Perchance to Dream

In the time of CoronaVirus, I am sure I am not the only person having strange dreams.

Funnily, they so far don’t involve having the virus itself, per se.  But they are dreams about safety.

Many of them involve my now 40-something son.  Except he isn’t that age in my dreams. He’s anywhere from toddler to teen.  The dream itself is about struggling to find a job so I can safely get him back home to some unidentified place in California, where he spent his formative years.

I know this is anxiety for his safety now, mostly because he is my son, but also because he is a healthcare worker.  It is being expressed in the economic anxiety I lived with for so many years as a single working mother, trying to provide a more secure “middle class” home for him than the one in which I grew up.

Also, as I have lived in Georgia for more than 20 years in retirement, I am REALLY missing California right now.  Georgia may offer more house for the money, but California isn’t opening up tattoo parlors today when the state hasn’t hit its peak viral rate yet, either.

I am dreaming about my parents who raised me and my Uncle Dick and Aunt Norma.  They somehow figure into my dreams about  getting my son to safety by finding a job.  I am not sure why, since they lived in Indiana and Michigan, respectively, during my California years.

Perhaps an underlying gnawing about not returning to my own family when I divorced after six years of marriage?  But had I done that, my son would have grown up not knowing his father.  As I am unsure who my birth father was, it was, again, something I didn’t want for him.

People I loved early in my life have also shown up.  My summer neighbor, Tom, for example.

I grew up in a community that was small, rural farming in the fall through spring months, and a summer lake-side resort Memorial Day to Labor Day.  We lived in our modest cottage home year round.  Our neighbors in summer were the more well-to-do from larger cities in the northeast triangle of Indiana-Ohio-Michigan.  Bankers.  Telephone company executives.  Insurance agency owners.  Construction company owners.

I adored Tom, though considering he spent one July 4th throwing cherry bombs in my general direction, you might wonder why.

I think it was because of the night he pounded on our screen door when my parents were having a drunken argument heard throughout the neighborhood.  He grabbed me, took me a distance away from the house, and made sure I was safe among other adults until my parents calmed down.

For that and many other reasons, he was my hero.

I have also had dreams of my junior high school crush, Jimmy.  They are dreams of what kind of relationship might have formed had my parents not moved to Ohio just as I started freshman year.

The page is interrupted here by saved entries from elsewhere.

PR #192, opened 2019-03-01
Add AUTODOC_FormatDate helper

fingolfin:
This way, other code can format dates in a "human friendly" fashion, e.g. for use in XML entities for the package date.

Perhaps something like this should instead be added to GAP itself, or the utils package, but we can start here for now.

### DIFF
--- a/tst/worksheets/general.expected/title.xml
+++ b/tst/worksheets/general.expected/title.xml
@@ -6,6 +6,6 @@
     General Test
   </Title>
   <Date>
-    2018 August 30
+    30 August 2018
   </Date>
   </TitlePage>
--- a/tst/worksheets/general.sheet/worksheet.g
+++ b/tst/worksheets/general.sheet/worksheet.g
@@ -11,7 +11,7 @@
 Print( "Pretend this is a code file.\n" );
 Print( "(Even though we never use it that way.\n" );
 #! @Title General Test
-#! @Date 2018/08/30
+#! @Date 30/08/2018
 #! @Chapter SomeChapter
 #! This is dummy text
 #! @BeginExampleSession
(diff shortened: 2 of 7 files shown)


tst/worksheets/general.sheet/worksheet.g
```diff
@@ -11,7 +11,7 @@
 Print( "Pretend this is a code file.\n" );
 Print( "(Even though we never use it that way.\n" );
 #! @Title General Test
-#! @Date 2018/08/30
+#! @Date 30/08/2018
```
fingolfin: The new checks actually caught a bug in our test suite :)

fingolfin:
Oops, tests passed when they should not have...

fingolfin:
I added a commit which ensures that in the future, `AUTODOC_TestWorkSheet` will fail if any diffs are found, verified that this now indeed is the case, and then fixed the broken diff.

I *think* this PR is now good to go.

tst/worksheets/general.expected/title.xml
```diff
@@ -6,6 +6,6 @@
     General Test
   </Title>
   <Date>
-    2018 August 30
+    30 August 2018
```
sebasguts: I honestly do not like the way this is displayed now (but also not the way it was displayed before). I think the most natural way I can think of for me seems `August 30, 2018`. But this is probably an opinion and bikeshedding, so we can leave it this way. It is probably better than the old way already.

fingolfin: Actually, that's the difference between wrong (as it was), british (the way it is now) and american (the way you prefer). See also e.g. https://www.englishclub.com/vocabulary/time-date.htm

sebasguts: Okay, that explains it quite well. I am just use to see the American formatting all the time. But as said, I do not care too much here, I just wanted to point it out. Lets merge this :)

PR #742, opened 2026-07-16
perf(foldkit): run the dispatch and render hot path as plain JavaScript

devinjameson:
## What

Rewrites the dispatch and render hot path as plain JavaScript and puts the html factory on an allocation diet. Effect stays where it earns its keep: Commands, Subscriptions, ManagedResources, DevTools, HMR, crash handling, and every cold path.

On a faithful local reproduction of the lustre-labs/benchmark protocol (included in this PR as `internal/lustre-benchmark/bench/`), the optimised slot drops from 444ms to 288ms and the naive slot from 990ms to 758ms on one machine, with Elm-optimised at 132ms, Lustre-optimised at 179ms, and React-optimised at 225ms in the same batch. The published table should be refreshed from a fresh run of the real harness.

## Why the hot path was the target

The harness sums time spent executing inside instrumented async callbacks (setTimeout, rAF, queueMicrotask, Promise.then) plus synchronous handler time. Every Effect fiber hop lands in an instrumented microtask, so the runtime's plumbing is billed directly: before this change Foldkit registered 901 microtask callbacks (~98ms) per runbook where Elm registers zero, and another ~104ms of fiber machinery ran inside the rAF callback around the actual view and patch work. Roughly half of total benchmark time was scheduling, not rendering. The dedupe pass and createLazy hit checks, the obvious suspects, measured ~4ms and ~12ms respectively.

## How the loop works now

A dispatched Message is processed synchronously on the dispatching stack, in arrival order, with a re-entrancy guard so a Message dispatched mid-drain queues and processes in order. If the Model changed, one animation frame is requested with a plain callback that runs view, dedupe, and patch directly. Renders coalesce to one per frame exactly as before.

Pinned by new tests in `messageProcessing.test.ts`:

- Messages process in arrival order; update runs before dispatch returns.
- Command results always arrive asynchronously (the fork defers one microtask; without that, `Effect.runSyncWith` flushes its scheduler and a fully synchronous Command would deliver its result inside dispatch).
- A synchronous burst that holds the stack past a 5ms budget defers its remaining Messages to a MessageChannel tick so the page keeps painting. The budget is cumulative across drains and resets when a render frame runs or the browser had an idle gap, because real bursts arrive as many single-Message drains within one task.
- Messages dispatched after runtime disposal are dropped, matching the old queue's post-interrupt behavior.

Deliberate semantic changes, called out in the changeset (minor):

- Priority reordering is gone. The old queue processed user input ahead of Command results when both landed in one batch. Batches no longer exist, and where the reordering fired at all it inverted real arrival order. `messagePriority.ts` and `renderLoop.ts` are deleted.
- `dispatchAsync` completes after its Message is processed rather than after enqueueing.

## html factory changes

- Attribute handlers live in a tag-keyed record and write single props, attrs, and listeners directly into vnode data, with no curried closure and no `{ key: value }` merge per attribute. Exhaustiveness over the Attribute union is kept by a mapped type.
- Class strings parse once into a cached class object shared across renders, which also activates snabbdom's reference short-circuit on class diffs.
- Keyed elements set `data.key` directly. Zero-attribute elements skip context setup. Children copy in one pass. The lazy args comparison runs without a closure.

## Benchmark app and tooling

- The benchmark views avoid per-item matcher construction and per-frame array passes, and use a static document title (formatting a live count into the title every frame is work no other harness implementation does).
- `internal/lustre-benchmark/bench/` adds the local driver used to find and measure all of this: cross-origin-isolated server, harness-protocol runner with per-bucket medians (sync, timeout, rAF, microtask, promise), slot installer, and a functional verify script (`bench:install`, `bench:run`, `bench:verify`).
- The performance page cost-model prose now describes the new loop. Table numbers are intentionally untouched pending a fresh harness run.

## Verification

- Full suite passes (1542 tests, including the new contract tests). Typecheck, oxlint, knip, prettier clean.
- `bench:verify` exercises add, toggle, destroy, double-click edit, filters, toggle-all, and clear-completed against the built slots in real Chromium.
- Benchmark numbers are one machine and drift a few percent between batches; compare within a single `bench:run` batch.

## Follow-ups (next campaign, separate PR)

- Merge snabbdom's five data modules into one with reference-equality short-circuits.
- Profile and trim the sync dispatch path (model PubSub publish with no subscribers, slow-warnings wrappers when unconfigured, per-frame canonical/og:url upserts).
- Static attribute hoisting in @foldkit/vite-plugin.

---
_Generated by [Claude Code](https://claude.ai/code/session_01XhqP6Vf2jMzwbbNunvSxEU)_

## Summary by CodeRabbit

* **Performance**
  * Improved dispatch throughput and rendering responsiveness by switching hot paths to plain JavaScript with requestAnimationFrame coalescing.
  * Reduced HTML vnode allocations via direct prop/attr/listener writes, cached class strings, and direct keyed element keys.
  * Over-budget synchronous bursts now defer remaining work to keep UI painting smooth.
* **Behavior Improvements**
  * Messages process in strict arrival order; commands remain asynchronous.
  * Dropped messages after runtime disposal are ignored; drain-budget and boot/init ordering are enforced.
* **Documentation**
  * Expanded local benchmark tooling (install/run/verify) and refined performance explanations.


packages/foldkit/src/runtime/runtime.ts
```diff
@@ -1626,23 +1573,39 @@ const makeRuntime = <
...
+          drainPendingMessages()
+        }
 
         const enqueueHigh = (message: Message) =>
-          Queue.offer(messageQueue, { priority: 'High', message })
+          Effect.sync(() => enqueueMessage(message))
 
-        const enqueueNormal = (message: Message) =>
-          Queue.offer(messageQueue, { priority: 'Normal', message })
+        const enqueueNormal = enqueueHigh
```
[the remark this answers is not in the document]
devinjameson: Correct observation, addressed in the changeset wording rather than in code. Per-message completion signaling would add an allocation and bookkeeping to every dispatch to strengthen a path that only exists during boot buffering or over-budget burst deferral, and the old queue never guaranteed more than completion-after-enqueue anywhere. The changeset now states the precise contract: dispatchAsync completes after its Message is processed in the common case, and after enqueueing while boot is buffering or a burst has deferred the drain.

---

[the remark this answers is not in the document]
devinjameson: The wording amendment landed in 63412be, a few minutes after your check ran against a144de0. The changeset now reads: "dispatchAsync completes after its Message is processed in the common case; while boot is still buffering or an over-budget burst has deferred the drain, it completes after enqueueing, which is what the old queue always did." Per-message completion remains intentionally out of scope.

---

devinjameson:
@coderabbit review

packages/foldkit/src/html/index.ts
```diff
@@ -1187,1712 +1206,1063 @@ const updatePropsWithPostpatch = (
...
+// fallbacks are module-level constants so element construction allocates no
+// per-element closures for them.
+const fallbackDispatch: DispatchSync = () => {
+  throw new Error(
+    'Foldkit: an event-bearing Html attribute fired without an ' +
+      'active runtime frame. This typically means an Html element ' +
+      'with event handlers (OnClick, OnInput, etc.) was constructed ' +
+      'at module top level outside of a view function.',
+  )
+}
```
devinjameson: Do these kinds of comments need to be NOTE: prefixed?

packages/foldkit/src/runtime/runtime.ts
```diff
@@ -1394,45 +1373,13 @@ const makeRuntime = <
           )
         }
 
-        // NOTE: every perpetual fiber (render loop, Subscription streams,
+        // NOTE: every perpetual fiber (Subscription streams,
```
devinjameson: Looks like the formatting needs adjusting now due to the removal. Comment unbalanced.

packages/foldkit/src/runtime/runtime.ts
```diff
@@ -1638,24 +1585,65 @@ const makeRuntime = <
...
-
-        const enqueueNormal = (message: Message) =>
-          Queue.offer(messageQueue, { priority: 'Normal', message })
-
-        const enqueueHighUnsafe = (message: Message): void => {
-          Queue.offerUnsafe(messageQueue, { priority: 'High', message })
+        // NOTE: the dispatch hot path is plain JavaScript. A dispatched
+        // Message is pushed onto a plain array and drained synchronously on
+        // the spot, so update runs on the dispatching stack (a DOM event
+        // handler, a Command fiber completing, a Subscription emit) with no
```
devinjameson: You need to prefix examples with "for example, ". Or if this is an exhaustive list, make that clear.

packages/foldkit/src/runtime/runtime.ts
```diff
@@ -1740,108 +1731,89 @@ const makeRuntime = <
...
-        const maybeLastDirtyMessageRef = yield* Ref.make<
-          Option.Option<Message>
-        >(Option.none())
-
-        const isPausedEffect: Effect.Effect<boolean> = Effect.suspend(() =>
+        const isPausedNow = (): boolean =>
           Option.match(maybeDevToolsStore, {
-            onNone: () => Effect.succeed(false),
+            onNone: () => false,
             onSome: ({ stateRef }) =>
```
devinjameson: Isn't this Option.exists? Also, why is maybeDevToolsStore still an Option, should it be a `T | null`? Or should that be a follow up?

packages/foldkit/src/runtime/runtime.ts
```diff
@@ -1856,73 +1828,106 @@ const makeRuntime = <
...
-            if (currentModel !== nextModel) {
-              yield* Ref.set(modelRef, nextModel)
-              yield* SubscriptionRef.set(isRenderPendingRef, true)
-              yield* Ref.set(maybeLastDirtyMessageRef, Option.some(message))
-
-              PubSub.publishUnsafe(modelPubSub, nextModel)
-              yield* schedulePreserveModel(nextModel)
+          if (currentModel !== nextModel) {
+            liveModel = nextModel
+            maybeLastDirtyMessage = Option.some(message)
```
devinjameson, line 1897: Same question here, should we be pulling Effect out more for perf reasons or does it not matter?

packages/foldkit/src/html/index.ts
devinjameson: Yes. The comment policy allows only section headers, TSDoc, and NOTE: comments, so an explanatory comment either carries the prefix or gets deleted. This one earns its place (module-top-level construction fails at event-fire time, not import time, which would surprise a careful reader), so it now carries the prefix. Fixed in 6dac2c1.

---

packages/foldkit/src/runtime/runtime.ts
devinjameson: It was Option.exists, and converting the variable made that moot. Done now rather than as a follow-up: 6dac2c1 makes it a plain `DevToolsStore | null` named `devToolsStore`, so the pause check is a bare null comparison plus field read, and the Mount tracker gate, per-message history branch, init recording, and frame Mount attribution all read `!== null`. Option remains only for values that flow into Option-typed APIs. No measurable perf change (a few per-frame allocations gone); the point is that the hot path reads as plain JavaScript.

---

packages/foldkit/src/runtime/runtime.ts
devinjameson: Here it does not matter, so this one stays. `maybeLastDirtyMessage` flows into Option-typed boundaries (crashWith and the render message parameter), so a null union would just move the Option wrapping to those call sites. Cost-wise the `Option.some` is one small allocation per model-changing Message, next to a full view build per frame. Everything Effect-shaped below it is already gated: `PubSub.publishUnsafe` is a plain function call, the HMR preserve runs only under `import.meta.hot` (stripped from production builds), and the DevTools branch requires an installed store. A production Message processes with no Effect machinery on the path; the remaining Effect entry points are Command forking (Commands are Effects by definition) and the DevTools/HMR branches that production never takes.

---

When I see my friends sitting at Church holding hands with the sweethearts they married right out of high school 40, 50, 60 years later, I always think of Jimmy and what mighta, coulda, shoulda? been.

So far, there have been no dreams of my earliest college days at Indiana University studying Comparative Literature before I joined the Navy and ended up in California for 20 years.  No dreams about being the professor one of my therapists always said I should have been, the books I should have written.

But we can only go back in time in our dreams, whatever they may be.

Whether to search for safety for those we most love or for ourselves from those we once loved, the nightmarish reality of COVID-19 in our lives has turned our sweet dreams into something we reach out for but can no longer grasp.